P&G argued that the challenged statements didn’t explicitly
say the Products are healthy and safe for consumption and “courts have rejected
efforts like Plaintiffs’ to ‘allege[ ] that a consumer will read a true
statement on a package and will then ... assume things about the products other
than what the statement actually says.’ ”
But the reasonable consumer test is usually a question of
fact unless a plaintiff’s proposed reading is “patently implausible and
unrealistic.” So the court proceeded to evaluate specific package statements.
“#1 Doctor Recommended Brand”: Bates v. Abbott Lab’ys, 727
F. Supp. 3d 194 (N.D.N.Y. 2024), aff’d, No. 24-CV-919, 2025 WL 65668 (2d Cir.
Jan. 10, 2025) (summary order), rejected an argument “#1 Doctor Recommended
Brand” was actionable under the GBL because the product—a nutrition drink—had added
sugar. But “[a] consumer who agrees that any added sugar in a nutrition drink
undermines its health benefits can obtain that information from the label,”
which listed sugar as an ingredient, so “#1 Doctor Recommended Brand” was not
misleading. But “the deception alleged here is different in kind than that
alleged in Bates, both in terms of the scope of the omission (some
disclosure about the sugar versus none about the lead) and the danger presented
by the ingredient at issue (lead versus sugar). And, this difference is
dispositive because the complete failure to mention the presence of a harmful
substance such as lead makes any claim about the Products’ brand being doctor
recommended plausibly misleading since it suggests that ‘the Products have been
evaluated and approved by doctors as healthy and safe when taken as directed.’”

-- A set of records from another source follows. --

Issue #761, opened 2024-06-14
 /sys/module/firmware_class/parameters/path: Read-only file system -- nvidia-vgpu-manager-daemonset


davidhwua:
### 1. Quick Debug Information
* OS/Version:Ubuntu22.04
* Kernel Version: Linux  5.15.0-112-generic
* Container Runtime Type/Version(e.g. Containerd, CRI-O, Docker): nvida
* K8s Flavor/Version(e.g. K8s, OCP, Rancher, GKE, EKS): k8s 1.80 
* GPU Operator Version: gpu-operator-v24.3.0v24.3.0 
* Tesla T4
### 2. Issue or feature description

When I install the vgpu-manager, the error appears to be unable to write custom firmware "/run/nvidia/driver/lib/firmware/module/firmware" to GPU server /sys/module/firmware_class/parameters/path.I manually write this line to  /run/nvidia/driver/lib/firmware/module/firmware was passed,can somebody help me how to pass this error?

### 3. Steps to reproduce the issue
`helm install --wait --generate-name       -n gpu-operator --create-namespace       nvidia/gpu-operator      \
         --set sandboxWorkloads.enabled=true      \
         --set vgpuManager.enabled=true   \
          --set toolkit.enabled=true \
          --set vgpuManager.repository=registry.xxxx.com/    \
           --set vgpuManager.image=vgpu-manager \
           --set vgpuManager.version=550.54.10 \
           --set vgpuManager.imagePullSecrets={***}  --timeout 3600s`

### 4. Information to [attach](https://help.github.com/articles/file-attachments-on-issues-and-pull-requests/) (optional if deemed irrelevant)
Pods
`root@k8s-gpu1:~# getpod
NAME                                                              READY   STATUS     RESTARTS       AGE
gpu-operator-1718359653-node-feature-discovery-gc-644fbf54zsjcm   1/1     Running    0              19m
gpu-operator-1718359653-node-feature-discovery-master-7f5f4dg2q   1/1     Running    0              19m
gpu-operator-1718359653-node-feature-discovery-worker-cnblz       1/1     Running    0              19m
gpu-operator-1718359653-node-feature-discovery-worker-vhtxp       1/1     Running    0              19m
gpu-operator-66567bfffb-k9ltp                                     1/1     Running    0              19m
nvidia-sandbox-device-plugin-daemonset-48zr6                      0/1     Init:1/2   0              18m
[...]

PR #865, opened 2024-07-24
[vgpu-manager] mount necessary directories so that GSP firmware can be used

cdesiniotis:
This fixes https://github.com/NVIDIA/gpu-operator/issues/761. This change is also required when enabling OpenRM with the vGPU host driver.

### DIFF
--- a/manifests/state-driver/0500_daemonset.yaml
+++ b/manifests/state-driver/0500_daemonset.yaml
@@ -572,6 +572,10 @@ spec:
           - name: host-os-release
             mountPath: /host-etc/os-release
             readOnly: true
+          - name: firmware-search-path
+            mountPath: /sys/module/firmware_class/parameters/path
+          - name: nv-firmware
+            mountPath: /lib/firmware
       {{- end }}
       volumes:
         - name: run-nvidia
--- a/assets/state-vgpu-manager/0210_clusterrole.yaml
+++ b/assets/state-vgpu-manager/0210_clusterrole.yaml
@@ -14,7 +14,6 @@ rules:
   - ""
   resources:
   - nodes
-  - pods
   verbs:
   - get
   - list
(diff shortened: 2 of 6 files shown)


tariq1890 (dismissed):

cdesiniotis:
@tariq1890 I have updated our NVIDIADriver templates to include the fw mounts as well.

manifests/state-driver/0500_daemonset.yaml
```diff
@@ -572,6 +572,12 @@ spec:
           - name: host-os-release
             mountPath: /host-etc/os-release
             readOnly: true
+        {{- if eq .Driver.Spec.DriverType "vgpu-host-manager" }}
```
tariq1890: Don't we need the same if conditional block for the `volumes` as well?

cdesiniotis: No, we always add these volumeMounts in the main container, so no need for a conditional in the `volumes` section. Only for `vgpu-host-manager` do we add this volume mount to the driver-toolkit container.

tariq1890: Understood. In that case, why make it a conditional at all? There shouldn't be any harm having the driver toolkit mount this volume at all times just like the main container, yes?

cdesiniotis: I don't think there would be any side effects, but would need to verify.

tariq1890: I prefer to limit the "if conditional blocks" as much as possible. Moreover, this would also be consistent with how we mount volumes in the main container

cdesiniotis: Removed the conditional.

tariq1890: Thanks!

tariq1890 (approved):

PR #890, opened 2024-08-01
controller-runtime cache should only list-watch resources in the operator namespace

tariq1890:
The controller-runtime `Manager ` object exposes the `cache.Options` struct which contains fields used to set the caching strategy of the controller.

By default, the controller's cache lists and watches namespaced-resources from all namespaces. With this change, we set the caching strategy to only list and watch for K8s resources that are created in the gpu-operator's namespace. 

Note: This change only affects Kubernetes resources that have the namespace-scope. The cluster-scoped resources like Nodes, ClusterPolicy, NVIDIADriver will continue to be cached as before

### DIFF
--- a/cmd/gpu-operator/main.go
+++ b/cmd/gpu-operator/main.go
@@ -27,6 +27,7 @@ import (
 	// to ensure that exec-entrypoint and run can make use of them.
 	"go.uber.org/zap/zapcore"
 	_ "k8s.io/client-go/plugin/pkg/client/auth"
+	"sigs.k8s.io/controller-runtime/pkg/cache"
 
 	apiconfigv1 "github.com/openshift/api/config/v1"
 	apiimagev1 "github.com/openshift/api/image/v1"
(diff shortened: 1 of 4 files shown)


cdesiniotis (approved):

cmd/gpu-operator/main.go
```diff
@@ -104,13 +105,23 @@ func main() {
 		Port: 9443,
 	})
 
+	operatorNamespace := os.Getenv("OPERATOR_NAMESPACE")
+	openshiftNamespace := "openshift"
+	cacheOptions := cache.Options{
+		DefaultNamespaces: map[string]cache.Config{
+			operatorNamespace:  {},
+			openshiftNamespace: {},
```
cdesiniotis, line 115: nit: can we add a comment denoting that this is needed for getting / listing `ImageStream` resources in the `openshift` namespace?

tariq1890: For sure!

cdesiniotis (approved):

PR #937, opened 2024-08-17
update base image to the ubi9 variant

tariq1890:


docker/Dockerfile
```diff
@@ -25,7 +25,7 @@ RUN set -eux; \
     case "${arch##*-}" in \
         x86_64 | amd64) ARCH='amd64' ;; \
         ppc64el | ppc64le) ARCH='ppc64le' ;; \
-        aarch64) ARCH='arm64' ;; \
+        aarch64 | arm64) ARCH='arm64' ;; \
```
cdesiniotis, line 28: Question -- In what case(s) is arch set to `arm64` instead of `aarch64`?

docker/Dockerfile
```diff
@@ -97,7 +97,7 @@ COPY deployments/gpu-operator/charts/node-feature-discovery/crds/nfd-api-crds.ya
 # Install / upgrade packages here that are required to resolve CVEs
 ARG CVE_UPDATES
 RUN if [ -n "${CVE_UPDATES}" ]; then \
-        yum update -y ${CVE_UPDATES} && \
+        dnf update -y ${CVE_UPDATES} && \
```
cdesiniotis, line 100: Question -- just curious, does `yum` not exist in the ubi9 images?

tests/gpu-pod.yaml
```diff
@@ -7,7 +7,7 @@ spec:
   containers:
     - name: cuda-vector-add
       # https://catalog.ngc.nvidia.com/orgs/nvidia/teams/k8s/containers/cuda-sample
-      image: "nvcr.io/nvidia/k8s/cuda-sample:vectoradd-cuda11.7.1-ubuntu20.04"
+      image: "nvcr.io/nvidia/k8s/cuda-sample:vectoradd-cuda12.5.0"
```
cdesiniotis: Why was this change included in this PR?

validator/versions.mk
```diff
@@ -15,5 +15,5 @@
 # Include global variables from gpu-operator project root
 include $(CURDIR)/../versions.mk
 
-CUDA_SAMPLES_VERSION ?= 11.7.1
+CUDA_SAMPLES_VERSION ?= 12.5.0
```
cdesiniotis: Same question as before -- why was this change included in this PR? If it is not required, can we make this change in a separate PR?

docker/Dockerfile
tariq1890: In some machines the `uname -m` does return arm64. This is the case for the Macbooks based on the M1/M2 chips

docker/Dockerfile
tariq1890: It does, I made this change because I thought we should be consistent with our yum/dnf usage in the Dockerfile. Moreover, `dnf` is the recommended pkg manager tool over `yum`

validator/Makefile
```diff
@@ -87,7 +87,7 @@ $(BUILD_TARGETS): build-%:
 		--build-arg VERSION="$(VERSION)" \
 		--build-arg GIT_COMMIT="$(GIT_COMMIT)" \
 		--build-arg BUILDER_IMAGE="$(BUILDER_IMAGE)" \
-		--build-arg CUDA_SAMPLE_IMAGE=nvcr.io/nvidia/k8s/cuda-sample:vectoradd-cuda$(CUDA_SAMPLES_VERSION)-$(*) \
```
tariq1890, line 90: @cdesiniotis . If you see here, the cuda samples container image reference resolves to `nvcr.io/nvidia/k8s/cuda-sample:vectoradd-cuda11.7.1-ubi8`.  As we are no longer using the `ubi8` tag, I thought it would be preferable to use a cuda-sample image that has a tag without `ubi8`.  Also, this way, the cuda-sample image has nothing to do with the base distribution we use to build the gpu-operator image.

validator/versions.mk
tariq1890: See [here](https://github.com/NVIDIA/gpu-operator/pull/937/files#r1722645761)

tests/gpu-pod.yaml
tariq1890: See [here](https://github.com/NVIDIA/gpu-operator/pull/937/files#r1722645761)

docker/Dockerfile
cdesiniotis: Got it!

validator/Makefile
cdesiniotis: Sure, I understand wanting to move to an image tag that is distro-agnostic. I am more concerned with the CUDA_SAMPLES_VERSION bump. As long as all active driver branches are compatible with 12.5.0, then I am fine with this change.

tariq1890: Yes, that should be the case. Since the e2e tests cover both the 535 and 550 drivers, we can confirm that the new cuda samples image is working for the active driver branches  we support

tariq1890:
@cdesiniotis I have reverted the CUDA_SAMPLES image bump and rebased the PR

.github/workflows/ci.yaml
```diff
@@ -237,9 +237,9 @@ jobs:
           LOWERCASE_REPO_OWNER=$(echo "${GITHUB_REPOSITORY_OWNER}" | awk '{print tolower($0)}')
           echo "LOWERCASE_REPO_OWNER=$(echo "${GITHUB_REPOSITORY_OWNER}" | awk '{print tolower($0)}')" >> $GITHUB_ENV
 
-          echo "OPERATOR_VERSION=${COMMIT_SHORT_SHA}-ubi8" >> $GITHUB_ENV
+          echo "OPERATOR_VERSION=${COMMIT_SHORT_SHA}-ubi9" >> $GITHUB_ENV
```
elezar, line 240: Note: Since we only provide one flavour of image we could just drop the `-ubi9` suffix.

docker/Dockerfile
```diff
@@ -97,7 +97,7 @@ COPY deployments/gpu-operator/charts/node-feature-discovery/crds/nfd-api-crds.ya
 # Install / upgrade packages here that are required to resolve CVEs
 ARG CVE_UPDATES
```
elezar, line 98: In general, I would recommend removing this block entirely. We have largely stopped using this envvar across our projects -- especially since we've streamlined our waiver process.

validator/Dockerfile
```diff
@@ -87,7 +87,7 @@ LABEL vsc-ref=${GIT_COMMIT}
 # Install / upgrade packages here that are required to resolve CVEs
 ARG CVE_UPDATES
```
elezar, line 88: Same here on removing the block.

validator/Makefile
```diff
@@ -41,8 +41,8 @@ OUT_IMAGE_TAG = $(OUT_IMAGE_VERSION)-$(DIST)
 OUT_IMAGE = $(OUT_IMAGE_NAME):$(OUT_IMAGE_TAG)
 
 ##### Public rules #####
-DISTRIBUTIONS := ubi8 ubuntu20.04
-DEFAULT_PUSH_TARGET := ubi8
+DISTRIBUTIONS := ubi9 ubuntu20.04
```
elezar: Question: Do we need two flavours of validator image?

.github/workflows/ci.yaml
tariq1890: Agreed. I am assuming there is a rationale behind the ubi8 suffix? If it's safe enough to drop it, I am all for the change

docker/Dockerfile
tariq1890: Yes, agreed . I think this block was added as a stopgap to quickly fix CVEs at the time

validator/Makefile
tariq1890: I don't think so. I think they are all the same images

docker/Dockerfile
tariq1890: I can make this change in a follow up PR

validator/Makefile
tariq1890: It looks like we only ever push the tags with ubi8 suffix to the NGC prod registry

cdesiniotis: Yeah we don't need to two flavors. Let's just stick to ubi.

.github/workflows/ci.yaml
tariq1890: @cdesionitis @shivamerla thoughts on this?

tariq1890: @cdesiniotis @shivamerla thoughts on this?

shivamerla: yeah, safe to drop `ubi` suffix as we don't reference those tags in the Helm charts or OLM.

tariq1890: @elezar Looks like I'll have to make changes in multiple places to drop the DIST suffix. I'd like to make that change in a follow-up PR. 

I'd like to limit the changeset to ubi9 upgrade in this PR

cdesiniotis (approved):

PR #952, opened 2024-08-26
update operator initContainer and vfioManager images to 12.6.0

tariq1890:


shivamerla:
digests in the CSV are bumped as well?

tariq1890:
Thanks for pointing that out Shiva. I will update the CSV files

cdesiniotis (approved):
We should really look into automating these image bumps..

PR #955, opened 2024-08-27
update dependabot gomod update frequency to daily

tariq1890:


.github/dependabot.yml
```diff
@@ -24,7 +23,7 @@ updates:
     schedule:
       interval: "daily"
     labels:
-      - toolchain-dependencies
```
tariq1890, line 27: `toolchain-dependencies` does not exist as label, so reusing an existing label instead

cdesiniotis (approved):

PR #964, opened 2024-08-29
drop the DIST (ubi9) suffix in image tags

tariq1890:


shivamerla (approved):
lgtm

Makefile
```diff
@@ -278,13 +276,9 @@ else
 # We skip this for the development release
 DEVEL_RELEASE_IMAGE_VERSION ?= devel
 ifneq ($(strip $(VERSION)),$(DEVEL_RELEASE_IMAGE_VERSION))
-push-$(DEFAULT_PUSH_TARGET): push-short
+push-$(DEFAULT_PUSH_TARGET):
```
cdesiniotis: What is the purpose of this now? Can we remove this?

validator/Makefile
```diff
@@ -68,13 +66,9 @@ validator:
 # We skip this for the development release
 DEVEL_RELEASE_IMAGE_VERSION ?= devel
 ifneq ($(strip $(VERSION)),$(DEVEL_RELEASE_IMAGE_VERSION))
-push-$(DEFAULT_PUSH_TARGET): push-short
+push-$(DEFAULT_PUSH_TARGET):
```
cdesiniotis: Same as above comment. Can this be removed?

Makefile
tariq1890: Sure, I am open to removing this. I only kept it as I haven't changed the make target names, only the names of the  tags that are generated as output of these make jobs

cdesiniotis: We can remove this. The actual make target `push-ubi9` is defined in `multi-arch.mk` / `native.mk`.

validator/Makefile
tariq1890: Done

Makefile
tariq1890: Done, please check now

cdesiniotis (approved):

PR #969, opened 2024-08-30
add make target to automate sync'ing of generated crds into helm and olm artifacts

tariq1890:


deployments/gpu-operator/templates/upgrade_crd.yaml
```diff
@@ -86,7 +86,7 @@ spec:
           - /bin/sh
           - -c
           - >
-            kubectl apply -f /opt/gpu-operator/nvidia.com_clusterpolicies_crd.yaml;
+            kubectl apply -f /opt/gpu-operator/nvidia.com_clusterpolicies.yaml;
```
shivamerla, line 89: these file names have to be updated in the helm chart as well, otherwise it will end up copying duplicate file.

tariq1890: Yes, I have updated it in the helm chart. The PR diff highlights it as a rename in the helm chart dir

PR #2177, opened 2026-02-27
Make kataManager.config conditional in ClusterPolicy template

rajathagasthya:
## Description

Default `kataManager.config` is empty and results in a `null` value which ClusterPolicy rejects.

## Checklist

### DIFF
--- a/deployments/gpu-operator/templates/clusterpolicy.yaml
+++ b/deployments/gpu-operator/templates/clusterpolicy.yaml
@@ -300,7 +300,9 @@ spec:
       {{- end }}
   kataManager:
     enabled: {{ .Values.kataManager.enabled }}
+    {{- if .Values.kataManager.config }}
     config: {{ toYaml .Values.kataManager.config | nindent 6 }}
+    {{- end }}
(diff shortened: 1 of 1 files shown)


deployments/gpu-operator/templates/clusterpolicy.yaml
```diff
@@ -300,7 +300,9 @@ spec:
       {{- end }}
   kataManager:
     enabled: {{ .Values.kataManager.enabled }}
+    {{- if .Values.kataManager.config }}
```
tariq1890, line 303:
```suggestion
    {{- if and .Values.kataManager.enabled .Values.kataManager.config }}
```

rajathagasthya: None of the other keys like `image`, `version`, etc. are conditionally filled on `enabled` for any operand. Is it necessary to special case the `config` key? It will be ignored if it's not enabled anyway.

tariq1890: Fair point. Will resolve

PR #2187, opened 2026-03-04
Bump go version to 1.26.0

cdesiniotis:
Needed by https://github.com/NVIDIA/gpu-operator/pull/2180


tariq1890 (dismissed):

tariq1890:
Can you update the [Dockerfile](https://github.com/NVIDIA/gpu-operator/blob/main/docker/Dockerfile#L17) too?

cdesiniotis:
> Can you update the [Dockerfile](https://github.com/NVIDIA/gpu-operator/blob/main/docker/Dockerfile#L17) too?

Good catch. Updated. Ideally the Go version in the Dockerfile would be parameterized so that we only have to update the version in one place.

However, it was not plausible that claims that the packaging
was tamper-evident misled reasonable consumers by “reassur[ing] [them] that a
product is free from toxic adulterants like lead.” This wasn’t a case about
tampering.
So too with the “Better Choices for Life” statement that
appears as part of the American Diabetes Association seal on the packaging. When
viewed in context of the logo in which it appears, no reasonable consumer could
read “Better Choices for Life” as anything other than an endorsement by the
American Diabetes Association.
“Helps Support: Appetite Control* ... [and] Digestive
Health*”: Even though the challenged statement refers to “the specific effects
of consuming fiber” and not the overall ingredients, deceptiveness was a fact
question.
Omission: P&G argued that, because a March 2021 Consumer
Lab report revealed that lead was found in various Metamucil products, plaintiffs
couldn’t allege that its presence was “material information” that was
exclusively within P&G’s control. Some courts interpreting NY law have gone
so far as to require plaintiffs to plausibly allege they “could not ‘reasonably
have obtained the [omitted] information[,]’ ” with “[o]ne example—though not
the only example—of how to meet that standard is if the defendant ‘alone
possesses [the omitted] information.’ ” Figuring out whether the information
was discoverable by a reasonable consumer would require factual development.